I will never forget that concert, but over the years seeing live music became a bit more fraught. Around 15, I started dating a boy on the wrestling team who was extremely into ska music. He didn’t play an instrument but all his friends did, and we’d spend our free time at Cleveland clubs like The Odeon and the Beachland Ballroom, watching his friends compete in various battles of the bands and pretending that every shitty little ska-punk band from South Euclid was about to be the next Less Than Jake (whatever that meant). I felt conflicted at the time: Dirty clubs and loud live shows made me feel rebellious and independent and like I was doing something sneaky, like I was claiming something for myself. Then again, I fucking hated ska music. I hated the aesthetic, I hated the skanking, I hated the fact that my boyfriend spiked his hair with wood glue and I hated all the girls with baby bangs and checkered Vans who I assumed were cooler than me but actually were just bitches.
Eventually, however, I befriended one of those bitches, around the same time that I got dumped by the boyfriend — not for a ska girl, which would have confirmed all my deepest darkest fears about myself, but for a gymnast who went to the same school as him. Fine, I guess. Anyways, the bitchy girl I befriended was named was Lauren, she was a year older than me and had long dark hair she kept awash with maroon using Feria Chocolate Cherry. She smoked Marlboro menthols and drove a Jeep had all kinds of shitty boyfriends and was regularly displeased with basically everything. Looking back, I think I loved her.
We used to go to punk shows together and while I always tried to put my best foot forward to impress her, inside I was basically always in a state of panic. I hated the environment at those shows — people who remember the early aughts will know that male-dominated music scenes were very unfriendly and fucked up for women, especially young women. Lauren “fit in” of course — but me, in my thrifted T-shirts and ball chain necklace and glasses? I was a terrified imposter. She’d would jump into the pit without hesitation; one time at Warped Tour (lol) I tried, and my glasses were knocked off immediately. I somehow managed to grab them off the ground before they got smashed, but I was so overwhelmed I started crying. A grown man with more glue in his hair called me a fat bitch and told me to get out of the way, and I stood at the back with a knot in my throat until the show ended.
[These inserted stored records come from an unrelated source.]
PR #2366, opened 2024-12-08
Integrated Android module into vstudio module

redorav:
**What does this PR do?**

Integrates VS Android more tightly into the vstudio module, along the lines of the Linux integration. It moves all the functionality of the existing module into vstudio-related files. It also fixes some issues with the previous integration such as tags and options that don't make sense for the Android project type, as well as fixing others (e.g. Android debug PDBs)

It's meant to have no breaking changes. I have tested in my own project that makes use of it and I can build, deploy and debug on VS2019 with an Ant-based project (Ant-based projects were deprecated for VS022 so that would be further work to integrate Gradle projects if I can get them to work). All unit tests are passing locally too.

The idea is to integrate core functionality as tightly as possible with Premake. I personally think the module approach is quite complicated to follow and edit, especially if they are in core already. My hope is that we can bring in other extensions into premake core


website/docs/flags.md
```diff
@@ -36,7 +36,8 @@ flags { "flag_list" }
 | WPF                   | Mark the project as using Windows Presentation Framework, rather than WinForms. |
 | DebugEnvsDontMerge    | Needs documentation                                                        |
 | DebugEnvsInherit      | Needs documentation                                                        |
-| Thumb                 | Needs documentation                                                        |
+| Thumb                 | Android Only. Generate code that executes for thumb microarchitecture. This is applicable for arm architecture only. |
+| DataLevelLinking      | Android Only. Enables linker optimizations to remove unused data by emitting each data item in a separate section. |
```
Jarod42, line 40: Seems it is just docu update,
but notice that flags are deprecating for dedicated api.

modules/vstudio/vs2010_vcxproj.lua
```diff
@@ -3666,6 +4016,466 @@
...
+	function m.androidClCompilePreprocessorDefinitions(cfg, condition)
+		m.preprocessorDefinitions(cfg, cfg.defines, false, condition)
+	end
+
+	function m.androidLanguageStandardCpp(cfg)
+		local cpp_langmap = {
+			["C++98"]   = "c++98",
+			["C++11"]   = "c++11",
+			["C++14"]   = "c++1y",
+			["C++17"]   = "c++1z",
```
Jarod42, line 4125: Isn't real/recent standard not supported (i.e c++17, c++20, ...)?

modules/vstudio/vs2010_vcxproj.lua
```diff
@@ -3666,6 +4016,466 @@
...
+
+			if not cfg.architecture or string.startswith(cfg.architecture, "arm") then
+				-- we might want to define the arch to generate better code
+--				if not alreadyHas(cfg.buildoptions, "-march=") then
+--					if cfg.architecture == "armv6" then
+--						table.insert(cfg.buildoptions, "-march=armv6")
+--					elseif cfg.architecture == "armv7" then
+--						table.insert(cfg.buildoptions, "-march=armv7")
+--					end
+--				end
```
Jarod42, line 4172: Comment code to remove?

modules/vstudio/vs2010_vcxproj.lua
```diff
@@ -3666,6 +4016,466 @@
...
+		if c_langmap[cfg.cdialect] ~= nil then
+			m.element("CLanguageStandard", nil, c_langmap[cfg.cdialect])
+		end
+	end
+
+	function m.androidAdditionalCompileOptions(cfg)
+
+		if _ACTION >= "vs2015" then
+
+		else
```
Jarod42, line 4154: Missing code?
else `if _ACTION < "vs2015" then`

modules/vstudio/vs2010_vcxproj.lua
```diff
@@ -3666,6 +4016,466 @@
...
+					mips = "mipsel-linux-android-",
+					mips64 = "mips64el-linux-android-",
+					x86 = "x86-",
+					x86_64 = "x86_64-",
+				}
+				local toolset = defaultToolsetMap[arch]
+
+				if cfg.toolset == "clang" then
+					error("The clang toolset is not yet supported by vs-android", 2)
+					toolset = toolset .. "clang"
```
Jarod42, line 4323: unreachable code.

Jarod42 (approved):

modules/vstudio/vs2010_vcxproj.lua
redorav: Bear in mind a lot of this is just copy pasting the code from the original module, unaltered. There is a possibility to clean it up but it's kind of out of scope of this I think

modules/vstudio/vs2010_vcxproj.lua
redorav: Part of the original code

modules/vstudio/vs2010_vcxproj.lua
redorav: Part of the original code

modules/vstudio/vs2010_vcxproj.lua
redorav: Part of the original code

website/docs/flags.md
redorav: Yeah I get that, there was a stray option in the original vsandroid module and I decided to bring it over. I get that it needs a specific thing but that's probably for another PR

modules/vstudio/vs2010_vcxproj.lua
samsinsane: These aren't the values that the compiler will receive, these are the values that the UI uses. The support also goes back to VS2015, so we can't just change these values as it will break those older project files.

modules/vstudio/vs2010_vcxproj.lua
samsinsane: I'm in favour of just dropping the pre-VS2015 support, we can save that for a future PR.

modules/vstudio/vs2010_vcxproj.lua
```diff
@@ -3666,6 +3970,451 @@
...
+	-- Shared project generation functions
+	--
+
+	function m.androidLinuxIncludePath(cfg)
+		-- Disable usage of ExternalIncludePath, Android project format ignores it
+		local dirs = vstudio.path(cfg, cfg.externalincludedirs)
+		if #dirs > 0 then
+			m.element("IncludePath", nil, "%s;$(IncludePath)", table.concat(dirs, ";"))
+		end
+	end
```
samsinsane, line 4416: Not sure I agree with this function. The way it works isn't wrong, but extending the original function is probably better. Then just add a function like:
```lua
function m.hasExternalIncludePath(cfg)
  if ... then -- The inverse of the current check
    return true
  end

  return false
end
```
This function allows the extensibility without requiring the entire function contents to be duplicated.

modules/vstudio/vstudio.lua
```diff
@@ -279,8 +282,12 @@
 			arch = iif(isnative, "x86", "Any CPU")
 		end
 
-		if win32 and isnative and arch == "x86" then
-			arch = "Win32"
+		if cfg.system == p.WINDOWS or cfg.system == p.UWP then
```
samsinsane, line 285: I don't think this really helps fix the problem with the `win32` override. I'd rather see this condition used instead of the `true` that is currently used when calling `archFromConfig` or whichever function has the `true` value. Or, just remove the `win32` argument altogether and maybe replace it with a function that can be overridden as required but the initial impl is just `return cfg.system == p.WINDOWS or cfg.system == p.UWP`.

Ultimately, we still want this module to be compatible with being overridden even if Android and Linux support are brought into it instead of being separate modules.

src/base/os.lua
```diff
@@ -836,6 +836,7 @@
 		["solaris"]  = { "solaris", "posix", "desktop" },
 		["uwp"]      = { "uwp", "windows", "desktop" },
 		["windows"]  = { "windows", "win32", "desktop" },
+		[premake.ANDROID]  = { "android", "mobile" },
```
samsinsane, line 839: Alphabetical order, also none of the others use the premake variables, so this probably shouldn't either for consistency. I think this was overlooked for "posix", perhaps it should have it too.

website/docs/flags.md
samsinsane: FWIW, I think `Thumb` already has a dedicated API but I'm not sure if the flag is deprecated.

samsinsane (changes requested):

website/docs/flags.md
redorav: If thumb has an api already I can try to hook it up too

modules/vstudio/tests/cs2005/test_build_events.lua
```diff
@@ -19,6 +19,8 @@
 		p.action.set("vs2005")
 		p.escaper(p.vstudio.vs2010.esc)
 		wks = test.createWorkspace()
+		language "C#"
+		architecture("x86")
```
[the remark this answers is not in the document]
redorav: Not really, the problem is that the unit test was wrong as it was trying to test C# but doesn't specify the C# platform, so was defaulting to Windows, which by default outputs Win32. No architecture in C# defaults to AnyCPU, which is an alternative fix to this unit test. Let me know if you prefer that instead

modules/vstudio/vs2010_vcxproj.lua
```diff
@@ -434,6 +518,15 @@
 				m.ruleVars,
 				m.buildLog,
 			}
+
+			if cfg.system == p.ANDROID and _ACTION < "vs2015" then
+				elements = table.join(elements, {
+					m.androidAntBuildPreVS2015,
+				})
+			end
```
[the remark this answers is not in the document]
redorav: I'm all for removing the pre-VS2015 support, it did seem kind of custom to me but I didn't want to go too far. It can be tackled after

modules/vstudio/vs2010_vcxproj.lua
```diff
@@ -1305,6 +1484,104 @@
...
+	function m.androidManifestSubType(cfg, file)
+		m.element("SubType", nil, "Designer")
+	end
+
+	m.categories.AndroidManifest = {
+		name = "AndroidManifest",
+		priority = 99,
+
+		emitFiles = function(prj, group)
+			m.emitFiles(prj, group, "AndroidManifest", {m.generatedFile, m.androidCategoryLink, m.androidManifestSubType})
```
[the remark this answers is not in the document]
redorav: What do you mean by "only supposed to be done with one value in the table."

modules/vstudio/vs2010_vcxproj.lua
```diff
@@ -3501,14 +3805,14 @@
 	function m.linuxApplicationType(cfg)
 		m.element("Keyword", nil, "Linux")
 		m.element("RootNamespace", nil, "%s", cfg.project.name)
-		m.element("MinimumVisualStudioVersion", nil, "17.0")
+		m.element("MinimumVisualStudioVersion", nil, "15.0")
```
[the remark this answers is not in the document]
redorav: I thought the MinimumVisualStudioVersion was there to prevent opening a project in earlier versions. The reason I changed it is that I was testing Linux on VS2019 and it wasn't letting me open, so I went to VS2017 to see if it let me create the project, which it did. I can do a mapping from action to number no problem. Something like

vs2017 -> 15
vs2019 -> 16
vs2022 -> 17

Not sure what you mean by "so setting this below the current action version is probably wrong". If I generate a vs2022 Linux project and the minimum is 15, that means it all works fine. If I open it in VS2015 instead, the project won't load. That means you'd have to have a check in premake.lua to exclude it from VS2015

modules/vstudio/vs2010_vcxproj.lua
```diff
@@ -3666,6 +3970,451 @@
 		end
 	end
 
+	function m.linuxMultiProcNumber(cfg)
+		-- Linux equivalent of 'MultiProcessorCompilation'
+		-- Default to 8 parallel jobs
+		if cfg.flags.MultiProcessorCompile then
+			m.element("MultiProcNumber", nil, "8")
+		end
+	end
```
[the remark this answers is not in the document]
redorav: I'll remove it and add to another PR

modules/vstudio/vs2010_vcxproj.lua
```diff
@@ -3666,6 +3970,451 @@
...
+		else
+			m.element("ApplicationTypeRevision", nil, "1.0")
+		end
+	end
+
+	function m.androidProjectVersion(cfg)
+		_p(2, "<RootNamespace>%s</RootNamespace>", cfg.project.name)
+		_p(2, "<MinimumVisualStudioVersion>14.0</MinimumVisualStudioVersion>")
+		_p(2, "<ProjectVersion>1.0</ProjectVersion>")
+	end
```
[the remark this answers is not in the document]
redorav: Done

modules/vstudio/vstudio.lua
redorav: The reason I haven't been able to remove the win32 boolean is that some of the unit tests still need fixing and it's non-trivial for me and out of the scope of this I feel to address it. So I fix the most egregious part (it breaks the other platforms) and I'll create an issue to fix it properly

src/base/os.lua
redorav: Sorted

modules/vstudio/vs2010_vcxproj.lua
```diff
@@ -1000,14 +1147,44 @@
...
-			m.additionalCompileOptions,
 			m.compileAs,
 			m.runtimeTypeInfo,
 
 			-- Linux
 			m.linuxWarningLevel,
 			m.linuxExceptionHandling,
-			m.linuxPIC
+			m.linuxPIC,
+			m.gccClangAdditionalCompileOptions,
```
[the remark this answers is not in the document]
redorav: Removed and made a note for another PR

modules/vstudio/vs2010_vcxproj.lua
```diff
@@ -1000,14 +1147,44 @@
 			m.clCompileUndefinePreprocessorDefinitions,
 			m.optimization,
 			m.forceIncludes,
-			m.additionalCompileOptions,
```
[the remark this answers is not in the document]
redorav: Done

modules/vstudio/vs2010_vcxproj.lua
```diff
@@ -347,6 +400,34 @@
...
+		else
+			return {
+				m.intDir,
+				m.targetName,
+				m.targetExt,
+				m.includePath,
+				m.libraryPath,
+				m.extensionsToDeleteOnClean,
+				m.executablePath,
+
```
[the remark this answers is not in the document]
redorav: Just to separate Android-specific functionality, I've added a comment above like I do in the other Android and Linux functions

modules/vstudio/vs2010_vcxproj.lua
```diff
@@ -347,6 +400,34 @@
 				m.libraryPath,
 				m.extensionsToDeleteOnClean,
 				m.executablePath,
+
+				m.androidLinuxIncludePath,
+				m.linuxMultiProcNumber,
```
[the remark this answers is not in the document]
redorav: Resolved, the extra line is there to clarify it's project-specific as opposed to common functions but I've deleted it for another PR so all good

modules/vstudio/vs2010.lua
```diff
@@ -80,6 +80,19 @@
 						p.touch(prj, ".vcxitems")
 					end
 				end
+
+			elseif prj.kind == p.PACKAGING then
+
+				if project.iscpp(prj) then
```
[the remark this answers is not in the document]
redorav: In my project I've not had to set the system for the packaging project. If I add this check now it breaks the project and is unable to load it. It's not a big issue but also not trivial to diagnose if one forgets. Perhaps I should add the check and an error message? How would I go about doing that?

modules/vstudio/vs2005_solution.lua
```diff
@@ -254,7 +254,12 @@
 
 
 	function sln2005.deploy0(cfg, context)
-		if context.prjCfg.system == p.UWP and not context.excluded and (context.prjCfg.kind == p.WINDOWEDAPP or context.prjCfg.kind == p.CONSOLEAPP) then
+
+		local allowDeployment =
+			(context.prjCfg.system == p.UWP and not context.excluded and (context.prjCfg.kind == p.WINDOWEDAPP or context.prjCfg.kind == p.CONSOLEAPP))
+		or	(cfg.system == p.ANDROID and context.prjCfg.kind == p.PACKAGING and _ACTION >= "vs2015")
```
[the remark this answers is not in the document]
redorav: Can you review the new version of this and let me know if it's what you wanted?

modules/vstudio/vs2010_vcxproj.lua
```diff
@@ -3666,6 +3970,451 @@
...
+		_p(2, "<RootNamespace>%s</RootNamespace>", cfg.project.name)
+		_p(2, "<MinimumVisualStudioVersion>14.0</MinimumVisualStudioVersion>")
+		_p(2, "<ProjectVersion>1.0</ProjectVersion>")
+	end
+
+	function m.androidDebugInformation(cfg)
+		if cfg.flags.Symbols then
+			m.element("GenerateDebugInformation", "true")
+		end
+	end
```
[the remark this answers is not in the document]
redorav: You're right, not sure how that slipped by, it's also taken care of by the function below androidDebugInformationFormat, so I'll just remove it

modules/vstudio/vs2010_vcxproj.lua
redorav: Hmm that won't have the same behavior. This is an interesting thing though, it seems as though in e.g. VS2019 these tags are both allowed, I can have IncludePath and ExternalIncludePath, but the existing common code won't allow it. Do you know the rationale for this?

```lua
if #dirs > 0 then
	if _ACTION < "vs2019" then
		m.element("IncludePath", nil, "%s;$(IncludePath)", table.concat(dirs, ";"))
	else
		m.element("ExternalIncludePath", nil, "%s;$(ExternalIncludePath)", table.concat(dirs, ";"))
	end
end
```

Could you suggest how to merge both of these functions into something that makes sense to you?

redorav: On closer study I think I just need to delete the androidLinuxIncludePath and just add the regular one to the Android project so it supports the externalincludedirs api, I'll do that right away

website/docs/flags.md
samsinsane: `thumbmode`, uncertain why it doesn't deprecate the flag though both come from the Android module.

modules/vstudio/tests/cs2005/test_build_events.lua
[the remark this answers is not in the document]
samsinsane: That makes sense, I'll mark this as resolved.

modules/vstudio/vs2005_solution.lua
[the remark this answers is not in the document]
samsinsane: That is exactly what I was thinking. Marking as resolved.

modules/vstudio/vs2010.lua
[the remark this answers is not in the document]
samsinsane: Hmm, this is now outside the scope of this PR, but if you try to use `kind "Packaging"` on Windows, it just generates a `.vcxproj`. I assume with your change it might generate a `.androidproj` instead? That's not necessarily worse, but we should probably emit an error (in a future PR) - that can be done using `p.error`.

modules/vstudio/vs2010_vcxproj.lua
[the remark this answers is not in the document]
samsinsane: Like this: https://github.com/premake/premake-core/blob/8f174c409ab88b3c744441fb7e15085e9c014678/modules/vstudio/vs2010_vcxproj.lua#L1131-L1147

The tables are moved to local variables, which allows the function to remain "clean" and we can easily read what functions are going to be used.

modules/vstudio/vs2010_vcxproj.lua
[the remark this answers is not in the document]
samsinsane: The mapping already exists in each VS `newaction` call: https://github.com/premake/premake-core/blob/8f174c409ab88b3c744441fb7e15085e9c014678/modules/vstudio/vs2015.lua#L65

Which we use like this: https://github.com/premake/premake-core/blob/8f174c409ab88b3c744441fb7e15085e9c014678/modules/vstudio/vs2010_vcxproj.lua#L66-L74

> Not sure what you mean by "so setting this below the current action version is probably wrong".

I don't have a specific example to provide, but this kind of thing does exist in the normal VS path. When VS introduces new settings, old versions end up ignoring it. With the VS Linux implementation in particular, they have made improvements since their vs2015 extension, including a number of new settings which old versions won't understand. So, while an older VS _could_ open it, it may not work due to those missing settings - or may work in a broken or unexpected way.

modules/vstudio/vs2010_vcxproj.lua
samsinsane: The issue here is that Android projects don't support the `ExternalIncludePath` element, so projects with `includedirs` or `externalincludedirs` both fail to build. VS2022 Android projects might support it now, but I'm fairly certain they didn't before - I submitted the override to make Android projects keep using `IncludePath`.

I don't know why for VS2019 and above we only use `ExternalIncludePath` instead of splitting the two lists across the two elements.

> Hmm that won't have the same behavior. 

It should, but I may not have explained my suggestion well enough. Changing the `if _ACTION < "vs2019" then` to `if m.hasExternalIncludePath(cfg) then`, you can make that function return `_ACTION < "vs2019" or cfg.system == p.LINUX or cfg.system == p.ANDROID`. This helper function allows users and modules to easily override the behaviour when/if required.

modules/vstudio/vstudio.lua
samsinsane: That's fair enough. Happy for this conversation to be resolved when you're ready.

website/docs/flags.md
redorav: I addressed this already, it was already using the correct api

modules/vstudio/vs2010.lua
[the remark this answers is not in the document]
redorav: That's interesting, the code I have for creating a packaging project is

```lua
project (AndroidProject)
	removeplatforms("*")
	platforms { PlatformAndroidARM, PlatformAndroidARM64 }
	kind("Packaging") -- This type of project builds the apk
	links (UnitTestProject) -- Android needs to link to the main project which was built as a dynamic library
	androidapplibname(UnitTestProject)
	files
	{
		unitTestDir.."/android/AndroidManifest.xml",
		unitTestDir.."/android/build.xml",
		unitTestDir.."/android/project.properties",
		unitTestDir.."/android/res/values/strings.xml",
	}
```

and it creates the file correctly. I can add the system and the error when I get a minute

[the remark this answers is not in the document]
samsinsane: > I can add the system and the error when I get a minute

I'm happy for this to be done in a follow up PR if you'd prefer.

modules/vstudio/vs2010_vcxproj.lua
redorav: I see what you mean and it could be useful. However in this instance, in the interest of simplicity, I have confirmed that Android VS2019 and 2022 both support the external directory, and VS2017 does not. Therefore the default behavior of the VS module is correct and doesn't need the patched version

modules/vstudio/vs2010.lua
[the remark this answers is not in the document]
redorav: I have done that now, it was easy enough. It's easy enough to update my script and makes sense

nickclark2016 (approved):

website/docs/datalevellinking.md
```diff
@@ -0,0 +1,20 @@
+Enables linker optimizations to remove unused data by emitting each data item in a separate section.
```
Jarod42, line 1:
```suggestion
Emit each data item in a separate section. This help linker optimizations to remove unused data.
```
It look like `-ffunction-sections`/`-fdata-sections` gcc flags.

redorav: Yes, you are correct that these map to -ffunction-sections/-fdata-sections. I have been looking to add the flags in the way you describe, and realized the default is to turn these on. The only reason I was adding this is that in the old module there was a remnant of this option and sounded useful, but given it's on by default, does it still make sense to have it? Is there any reason to turn it off?

Jarod42: https://stackoverflow.com/questions/4274804/query-on-ffunction-section-fdata-sections-options-of-gcc
There are some possible drawbacks

redorav: I've gone ahead and added that last one, let me know

Jarod42: Last one seems better, but that might probably go in another PR.

samsinsane (approved):

p0358:
@redorav Regression:
```diff
	vstudio.vs2010_architectures =
	{
		win32   = "x86",
	}

+	if _ACTION < "vs2015" then
+		vstudio.vs2010_architectures.android = "Android"
+	end

	local function architecture(system, arch)
		local result
		if _ACTION >= "vs2010" then
			result = vstudio.vs2010_architectures[arch] or vstudio.vs2010_architectures[system]
		end
		return result or vstudio.vs200x_architectures[arch] or vstudio.vs200x_architectures[system]
	end
```
this causes:
```
Error: [string "vstudio/vstudio.lua"]:20: attempt to compare nil with string
```

Util scripts can `require("vstudio")` at any point, in order to extend the built-in functions such as `premake.override(premake.vstudio.sln2005, "projects", function(base, wks) ...`, and `_ACTION` is apparently not something defined at this stage. But putting such a check in global seems invalid regardless, there would be circumstances otherwise where it'd be `nil` silently. And wouldn't vstudio.lua be re-used multiple times as a common/base script for multiple vs actions?

redorav:
@p0358 What kind of script causes your issue? I'm surprised _ACTION is not defined at the point where vstudio is loaded, I thought it was always set to something when you run Premake. This was ported from the Android module so perhaps it needs a different place

redorav:
It's probably not a problem to remove it, VS2015 doesn't support Android projects properly anyway

redorav:
I've tried removing the line and one of the unit tests is failing now. I'm trying to figure out what is broken, the test or the line. It's kind of weird because we are setting the action as vs2015 in this line p.action.set("vs2015")

Yet somehow the unit test changes, which makes me think that wasn't really working correctly

p0358:
I kinda figured out what was happening I think!

* `premake5.exe --version` => action = nil
* `premake5.exe version` => action = "version"

It's set in advance indeed, it's just that there isn't always action when a premake command is ran!

As such this is the only workaround that actually works:
```lua
if _ACTION == nil then _ACTION = "" end -- workaround Premake bug, TODO: remove
require("vstudio")
if _ACTION == "" then _ACTION = nil end -- workaround Premake bug, TODO: remove
```

redorav:
I don't know how to add a unit test that checks for that as our unit tests generally check for output in a correctly generated file, I'll ask around. It's good to know you got to the bottom of it for now at least.

p0358:
> I'm trying to figure out what is broken, the test or the line. It's kind of weird because we are setting the action as vs2015 in this line p.action.set("vs2015")

```lua
local p = premake
local suite = test.declare("test_android_files")
local vc2010 = p.vstudio.vc2010


--
-- Setup
--

	local wks, prj

	function suite.setup()
		p.action.set("vs2015")
		wks = test.createWorkspace()
	end
```

If premake.vstudio is already defined, then you're changing the action after the global check for _ACTION from vstudio has already ran it'd seem. So you can see how this preemptive check is problematic and surprising xd

redorav:
Yes that makes sense, it's obvious in hindsight but I'm still learning about premake. We don't care about the workaround for pre-vs2015 so I've fixed the unit tests and hopefully it can get approved soon

p0358:
> I don't know how to add a unit test that checks for that as our unit tests generally check for output in a correctly generated file, I'll ask around. It's good to know you got to the bottom of it for now at least.

If they run multiple tests within a single process where they change _ACTION multiple times (and it seems so), then nothing in globals can depend on a value of _ACTION even moreso, only stuff in functions.

But in such case indeed I also have no idea how a case like this could be covered there without spawning a new process or using some kind of separate/virtual/fake global scope... It's also non-trivial because something like this could potentially happen in any file. I think they'd just have to kinda dry-load every file to a clean premake scope and ensure it doesn't error out, including with both _ACTION being nil and non-nill, and then also set up some kind of getter proxies to raise an error if anything tries to *access* any global that might potentially be changing later, at the moment of loading

redorav:
It's probably the case that existing code is already correct, I'll just have to pay more attention in the future. Thanks for reporting and sorry for the breakage!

I have so many stories like those from that era, and dozens more from seeing live shows over the years. Eventually I worked up the confidence to tell myself and others that no, I don’t really enjoy ska or punk music, and I certainly didn’t enjoy the vibes at those shows. I started revealing my love for pop music little by little, during a time when being a pop girlie was a fast way to lose your credibility in certain scenes. I stayed in a hostel to walked 3000 miles through Chicago to Lollapalooza, standing at festival stages for hours in the scorching heat to see . I traveled to secondary and tertiary cities to see obscure bands, and when I moved to South Korea I spent my 25th birthday at the Pentaport Rock Festival in Icheon to see Kishidan, a Japanese pop rock band who created their aesthetic around bōsōzoku, the biker gangs that first became popular in the fifties. The next year I camped on the slide of rainy mountain for that very same festival, seemingly unbothered by the fact that our tent slide approximately 7 feet down the muddy slope every time we went to sleep.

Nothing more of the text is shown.